OpenCL bug: __constant program scope variable and __constant kernel argument?

Hi all!

I think I discovered a bug in Nvidia’s OpenCL implementation (CUDA 5.0, driver 306.94). If a kernel gets a pointer to the __constant memory space as an argument, it can’t access an array declared at program scope (which also must reside in __constant memory space according to the OpenCL 1.1 specification). The following OpenCL code demonstrates this:

__constant float2 data[] = {
	(float2)(1.0f, 2.0f),
	(float2)(3.0f, 4.0f),
	(float2)(5.0f, 6.0f),
	(float2)(7.0f, 8.0f),
};

__kernel void test1(__global float2 *out)
{
	int x = get_local_id(0);
	out[x] = data[x];            /* ok */
}

__kernel void test2(__global int *in, __global float2 *out)
{
	int x = get_local_id(0);
	out[x] = data[x];            /* ok */
}

__kernel void test3(__constant int *in, __global float2 *out)
{
	int x = get_local_id(0);
	out[x] = data[x];            /* fails! */
}

The kernel “test1” copies the __constant “data” array to the __global “out” pointer, and “test2” does the same.

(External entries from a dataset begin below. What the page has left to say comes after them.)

PR #1335, opened 2021-07-07
[bugfix] nil pointer panic in agent's MultiUpsert operation

kpango:

### Description:
In some cases, the MultiUpserAPI only executes either MultiUpdate or MultiInsert depending on the index status, and in those cases, the Location is nil, causing panic.
In this PullRequest, in addition to fixing the above issues, the following issues are also mentioned and fixed.
New issue: In MultiUpsert, if only MultiUpdate or MultiInsert is used, it is better to execute without dispatching goroutine to avoid the possibility of panic and to be more efficient in terms of CPU resources. This is clear.

In this PR I have modified the following based on the problems mentioned above.
In the case of MultiUpsert on Gateway and Agent, the number of executions of MultiInsert and MultiUpdate should be checked, and if one of them is less than 0, only the other one should be executed without using the goroutine, and it should be treated as the result of MultiUpsert.

Also, the Search API was returning ResourceExhausted when the CreateIndex was in progress, but this was considered to be incorrect because the API was cancelling the request for their own reasons, not because the resource was exhausted or had reached its limit, so it should be Aborted.
I also considered using "Canceled", but I thought "Canceled" would rather mean that the request was actively canceled by the client, so I decided to use "Aborted" to mean that the request was canceled from the Server.

* Please ignore the ResourceName fixes in grpc ResourceInfo status message as it is just a tiny refactoring

### Environment:

- Go Version: 1.16.5
- Docker Version: 19.03.8
- Kubernetes Version: 1.18.2
- NGT Version: 1.12.3

### Types of changes:

- [x] Bug fix [type/bug]
- [ ] Add tests [type/test]
- [ ] Update CI [type/ci]

### Changes to Core Features:

### Checklist:

### DIFF
--- a/pkg/gateway/lb/handler/grpc/handler.go
+++ b/pkg/gateway/lb/handler/grpc/handler.go
@@ -1637,7 +1637,7 @@ func (s *server) StreamUpsert(stream vald.Upsert_StreamUpsertServer) (err error)
 	return nil
 }
 
-func (s *server) MultiUpsert(ctx context.Context, reqs *payload.Upsert_MultiRequest) (locs *payload.Object_Locations, err error) {
+func (s *server) MultiUpsert(ctx context.Context, reqs *payload.Upsert_MultiRequest) (res *payload.Object_Locations, err error) {
 	ctx, span := trace.StartSpan(ctx, apiName+".MultiUpsert")
 	defer func() {
 		if span != nil {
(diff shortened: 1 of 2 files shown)


rinx (approved):

kevindiu (approved):

pkg/gateway/lb/handler/grpc/handler.go
```diff
@@ -1713,81 +1713,81 @@ func (s *server) MultiUpsert(ctx context.Context, reqs *payload.Upsert_MultiRequ
...
+		})
+	default:
+		var (
+			ures, ires *payload.Object_Locations
+			errs       error
+			mu         sync.Mutex
+		)
+		eg, ectx := errgroup.New(ctx)
+		eg.Go(safety.RecoverFunc(func() (err error) {
+			ures, err = s.MultiUpdate(ectx, &payload.Update_MultiRequest{
```
hlts2, line 1733: I'm not sure, but can the results be affected when calling MultiUpdate and MultiUpsert in parallel? 🤔

kpango: I didn't call MultiUpdate and MultiUpsert in parallel.

hlts2: I am sorry. I made a mistake. :bow:
It is about calling MultiUpdate and MultiInsert in parallel as shown below.
https://github.com/vdaas/vald/blob/fafd417d39444b24dda21b5465cc2c935f29d909/pkg/gateway/lb/handler/grpc/handler.go#L1732-L1761

kpango: I am not sure what your concern is.
However, what I am interested in is what problems you imagine would occur if MultiUpdate and MultiInsert were called in parallel.

hlts2: I understood. I read it again, so I realized that I made a mistake. sorry.
There is no problem with your implementation. I will close this comment.

hlts2 (approved):
LGTM

PR #2428, opened 2024-02-28
Added snapshot timestamp annotations to read replica agent

ykadowak:
### Description

- Added a timestamp of the snapshot taken from the primary agent to the annotations of the read replica agent.
- Added logic to the index operator to verify the need for rotation based on the timestamp mentioned above.

### Versions

- Go Version: 1.22.0
- Docker Version: 20.10.8
- Kubernetes Version: v1.29.2
- NGT Version: 2.1.6

### Checklist


kmrmt (dismissed):

kpango (changes requested):

internal/k8s/pod/pod.go
```diff
@@ -110,7 +111,8 @@ func (r *reconciler) Reconcile(ctx context.Context, _ reconcile.Request) (res re
 		pods       = make(map[string][]Pod, len(ps.Items))
 	)
 
-	for _, pod := range ps.Items {
+	for i := range ps.Items {
+		pod := ps.Items[i]
```
kpango, line 115: Can you please describe this change?

pkg/index/operator/service/operator.go
```diff
@@ -127,15 +141,79 @@ func (o *operator) podOnReconcile(ctx context.Context, podList map[string][]pod.
...
 	}
 }
 
 // TODO: implement job reconcile logic to detect save job completion and to start rotation.
-func (o *operator) jobOnReconcile(ctx context.Context, jobList map[string][]job.Job) {
+func (*operator) jobOnReconcile(_ context.Context, jobList map[string][]job.Job) {
 	for k, v := range jobList {
-		for _, job := range v {
+		for i := range v {
+			job := v[i]
```
kpango, line 159: This change too

internal/k8s/pod/pod.go
ykadowak: To avoid copy to fix the deepsource error.

pkg/index/operator/service/operator.go
ykadowak: same as above

internal/k8s/pod/pod.go
kpango: I think Range Over Copy value is less of a problem since index access to slice causes BoundaryOverflow problems.
How do you think?

ykadowak: I don't mind reverting this. In that case, I think we should turn off the deepsource error by default.

kpango: yes exactly can you add skipcq annotation for supress deepsource?

ykadowak: I was thinking of turning it off globally but deepsource does not offer the feature...

[2cc4c84](https://github.com/vdaas/vald/pull/2428/commits/2cc4c8483dd99c617758454d7d2f6b3848e60543)

kpango: thank you for revert and add annotations.

kpango (approved):
LGTM

kmrmt (approved):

However, kernel “test3” copies zeroes to “out”, though the only difference to “test2” is the address space qualifier of the (ignored) kernel argument “in”. The same code works fine with AMD’s OpenCL implementation (tested on an Intel Core i7 CPU and a Radeon HD7950).

Does anybody know how this can be worked around or when it will be fixed?